** Opening Information provided block **
PR #635, opened 2026-07-15
feat: add sequential map download queue

### LINKED ISSUE #423: Give map downloads a max concurrent download limit

### LINKED ISSUE #627: Option to "Download Selected/All" from Maps view
It would be nice to have a download all map button in the library/maps section like in the image

Image

solventak:
Closes #627 

_Big diff is mostly just tests.  < 400 lines change without that._

Adds a shared FIFO queue for map downloads. The existing Downloads navbar popover now shows the ordered map queue, including the active `Downloading` map and queued maps.

Adds ability to select multiple maps for download, which are eligible (not already downloaded).
Add functionality to download all: `Select All -> Download Selected`

**Can extended eventually to support concurrent downloads, but right now downloads one at a time.**

_AI disclosure: research, investigation, preliminary implementation pass. Codex 5.6 Terra_

### DIFF
--- a/src/main/content/maps/map-download-queue.ts
+++ b/src/main/content/maps/map-download-queue.ts
@@ -1,0 +1,84 @@
+// SPDX-FileCopyrightText: 2026 The BAR Lobby Authors
+//
+// SPDX-License-Identifier: MIT
+
+import { Signal } from "$/jaz-ts-utils/signal";
+
+export type MapDownloadQueueEntry = {
+    springName: string;
+    status: "queued" | "downloading";
+};
+
+type QueuedMapDownload = {
+    springName: string;
+    resolve: () => void;
+    reject: (error: unknown) => void;
+};
+
+/** Owns the serial map-download lifecycle and exposes only observable queue state. */
+export class MapDownloadQueue {
+    public readonly onChanged: Signal<MapDownloadQueueEntry[]> = new Signal();
+
+    private readonly queue: QueuedMapDownload[] = [];
+    private readonly pendingDownloads = new Map<string, Promise<void>>();
+    private activeDownload?: QueuedMapDownload;
+    private isProcessing = false;
+
+    public constructor(private readonly download: (springName: string) => Promise<void>) {}
+
+    public getSnapshot(): MapDownloadQueueEntry[] {
+        return [
+            ...(this.activeDownload ? [{ springName: this.activeDownload.springName, status: "downloading" as const }] : []),
+            ...this.queue.map((download) => ({ springName: download.springName, status: "queued" as const })),
+        ];
+    }
+
+    public enqueue(springName: string): Promise<void> {
+        const pendingDownload = this.pendingDownloads.get(springName);
+        if (pendingDownload) return pendingDownload;
+
+        let resolve!: () => void;
+        let reject!: (error: unknown) => void;
+        const download = new Promise<void>((resolveDownload, rejectDownload) => {
+            resolve = resolveDownload;
+            reject = rejectDownload;
+        });
+
+        this.pendingDownloads.set(springName, download);
+        this.queue.push({ springName, resolve, reject });
+        this.dispatchChanged();
+        void this.process();
+        return download;
+    }
+
+    private async process() {
+        if (this.isProcessing) return;
+
+        this.isProcessing = true;
+        try {
+            while (this.queue.length > 0) {
+                const queuedDownload = this.queue.shift();
+                if (!queuedDownload) continue;
+
+                this.activeDownload = queuedDownload;
+                this.dispatchChanged();
+                try {
+                    await this.download(queuedDownload.springName);
+                    queuedDownload.resolve();
+                } catch (error) {
+                    queuedDownload.reject(error);
+                } finally {
+                    this.pendingDownloads.delete(queuedDownload.springName);
+                    this.activeDownload = undefined;
+                    this.dispatchChanged();
+                }
+            }
+        } finally {
+            this.isProcessing = false;
+        }
+    }
+
+    private dispatchChanged() {
+        this.onChanged.dispatch(this.getSnapshot());
+    }
+}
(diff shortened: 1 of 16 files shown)


src/renderer/components/navbar/Downloads.vue
```diff
@@ -7,9 +7,21 @@ SPDX-License-Identifier: MIT
...
+                            <div class="downloads__status">
+                                {{
+                                    download.status === "downloading"
+                                        ? t("lobby.navbar.downloads.downloading")
+                                        : t("lobby.navbar.downloads.queued")
+                                }}
+                            </div>
+                        </div>
+                    </div>
+                    <div v-for="download in nonMapDownloads" :key="`${download.type}:${download.name}`" class="downloads__download">
```
Hectate, line 24: By splitting this into "maps" and "non maps" downloads, you've accidentally attached the progress bar to only the non-maps downloads. We should have a progress bar for both types, of course.

src/renderer/components/maps/MapListComponent.vue
```diff
@@ -14,13 +14,30 @@ SPDX-License-Identifier: MIT
...
                 <div class="maps">
                     <TransitionGroup name="maps-list">
-                        <MapOverviewCard v-for="map in maps" :key="map.springName" :map="map" @click="mapSelected(map)" />
+                        <div v-for="map in maps" :key="map.springName" class="map-card">
+                            <MapOverviewCard :map="map" @click="mapSelected(map)" />
+                            <div v-if="isMapDownloadEligible(map)" class="map-card__selection" @click.stop>
+                                <Checkbox
+                                    :modelValue="selectedMapNames.has(map.springName)"
+                                    @update:modelValue="toggleMapSelection(map.springName)"
+                                />
```
Hectate, line 38: It appears that these (empty) checkboxes are visibly flying across the MapListComponent to to top left corner as they fade out when a map with a checkbox is hidden. This is most easily visible when doing large numbers of them at once and a cluster all zip up to the corner at once.
They should stay in position with their matching cards and fade out with them, not separately.

src/main/content/maps/map-download-queue.ts
```diff
@@ -0,0 +1,84 @@
...
+    reject: (error: unknown) => void;
+};
+
+/** Owns the serial map-download lifecycle and exposes only observable queue state. */
+export class MapDownloadQueue {
+    public readonly onChanged: Signal<MapDownloadQueueEntry[]> = new Signal();
+
+    private readonly queue: QueuedMapDownload[] = [];
+    private readonly pendingDownloads = new Map<string, Promise<void>>();
+    private activeDownload?: QueuedMapDownload;
```
Hectate, line 24: Do you expect to extend this in the future to permit more than a single download at a time from the queue?

Hectate (changes requested):
You have completely missed the DownloadContentButton component which is used in significant ways in the client already to download one or more items. It does its own form of a hidden queue, so converting it over to use this queue system will be a requirement for this PR to be accepted.

src/main/content/maps/map-download-queue.ts
solventak: Yes.

src/renderer/components/navbar/Downloads.vue
solventak: What other downloads can happen in game beyond map downloads?

solventak: Ah I see we also have game content.

solventak:
I would recommend retiring the current `DownloadContentButton` abstraction, but preserve its reusable presentation in a simpler component.

### Why

The component currently mixes three responsibilities:

1. Deciding whether maps, games, and engines are ready.
2. Managing and awaiting downloads.
3. Rendering the Download/Start/Watch/Launch button.

With a global queue, the first two responsibilities belong in shared application state, not a transient button.

Hectate:
> I would recommend retiring the current `DownloadContentButton` abstraction, but preserve its reusable presentation in a simpler component.
> ### Why
> 
> The component currently mixes three responsibilities:
> 
>     1. Deciding whether maps, games, and engines are ready.
> 
>     2. Managing and awaiting downloads.
> 
>     3. Rendering the Download/Start/Watch/Launch button.
> 
> 
> With a global queue, the first two responsibilities belong in shared application state, not a transient button.

Items 1 and 2 are in service of item 3, so I'm not sure how you consider these "mixed". The button keeps the user informed as to state and progress. Since the button can appear in so many different contexts, it has some flexibility built into the design. 

From my point of view, the only changes needed are to update `beginDownload()` to use the queue system instead, and fix `isDownloading` to track the downloads of interest from the store/queue since it's no longer internal.

If you have a different idea, we will judge it on it's own merits.

burnhamrobertp:
I think a broader problem exists that is too easily missed and actually requires a different approach. I've started on this and should have it finished today, although its a much bigger undertaking than the changes in this PR.

tl;dr concurrency is not enforceable per-type content type (i.e. "download only 4 maps at a time"). Concurrency needs to be enforced more globally, such as between the Server and Client; if not globally at the client level itself. Downloading 15 things at once is bad because it starves any download from completing effectively. Consequently, governing download concurrency based on individual content type will only ever be a half-solution since "Only download 4 maps at a time" doesn't preclude "Only download 2 engines at a time" and "Only download 3 game versions at a time" all simultaneously being true.

burnhamrobertp:
A broader refactor of the content-downloading system was necessary; I think https://github.com/beyond-all-reason/bar-lobby/pull/675 supplanted these changes and this can be closed

Hectate:
> A broader refactor of the content-downloading system was necessary; I think #675 supplanted these changes and this can be closed

Correct, yes the changes represented here are supplanted by other work and now unnecessary.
** Closing Information provided block **
● **What is being asked**
Give back exactly what runs from the first line of the listing above to the line that contains "Add functionality to", keeping both end lines.

● **Your solution**
PR #635, opened 2026-07-15
feat: add sequential map download queue

### LINKED ISSUE #423: Give map downloads a max concurrent download limit

### LINKED ISSUE #627: Option to "Download Selected/All" from Maps view
It would be nice to have a download all map button in the library/maps section like in the image

Image

solventak:
Closes #627 

_Big diff is mostly just tests.  < 400 lines change without that._

Adds a shared FIFO queue for map downloads. The existing Downloads navbar popover now shows the ordered map queue, including the active `Downloading` map and queued maps.

Adds ability to select multiple maps for download, which are eligible (not already downloaded).
Add functionality to download all: `Select All -> Download Selected`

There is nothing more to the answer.